PR #1540, opened 2021-10-25
In-memory implementation of %diff, enable integration tests on windows

robin-aws:
Fixes #1313
Fixes #1538

PR #1685, opened 2022-01-05
fix: `lit` has no `%sed`

fabiomadge:
Fixes a regression in the raw `lit` tests introduced in #1540. Not tested on Windows.


RustanLeino (approved):
Thanks!

PR #1686, opened 2022-01-05
docs: add material on interacting with java code

fabiomadge:
We add two examples about passing strings between Dafny and Java code. In one example, the extern method obtains a Java string and returns it as a Dafny string. In the other, the extern method obtains a Java string and returns it as such. The Dafny code converts that Java string to a Dafny string.


keyboardDrummer:
Could you specify in the description of the PR what the intention of the code changes is? I couldn't get that from the title.

RustanLeino (changes requested):
This will be very useful to have in the test suite as an example for others, and also to make sure we keep this recipe up-to-date. I have two suggestions.

One suggestion is to move the tests from `Test/dafny0` to `Test/comp`.

The other suggestion is to add a comment at the top of two files. In `ExternDafnyString.dfy`, I suggest

> In this example, the extern method obtains a Java string and returns it as a Dafny string.

and in `ExternJavaString.dfy`, I suggest

> In this example, the extern method obtains a Java string and returns it as such. The Dafny code converts that Java string to a Dafny string.

fabiomadge:
Should we move `Test/dafny0/Extern.dfy` and `Test/dafny0/ExternCopyFromTrait.dfy` as well?

RustanLeino:
> Should we move `Test/dafny0/Extern.dfy` and `Test/dafny0/ExternCopyFromTrait.dfy` as well?

Yes, that would be great. Thanks!

RustanLeino (approved):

· · · · ·

Each line of the records above, from the first through the one containing "We add two examples", is to be retyped exactly; no other line belongs.

▶ _OUTPUT OF THE EXERCISE_
PR #1540, opened 2021-10-25
In-memory implementation of %diff, enable integration tests on windows

robin-aws:
Fixes #1313
Fixes #1538

PR #1685, opened 2022-01-05
fix: `lit` has no `%sed`

fabiomadge:
Fixes a regression in the raw `lit` tests introduced in #1540. Not tested on Windows.


RustanLeino (approved):
Thanks!

PR #1686, opened 2022-01-05
docs: add material on interacting with java code

fabiomadge:
We add two examples about passing strings between Dafny and Java code. In one example, the extern method obtains a Java string and returns it as a Dafny string. In the other, the extern method obtains a Java string and returns it as such. The Dafny code converts that Java string to a Dafny string.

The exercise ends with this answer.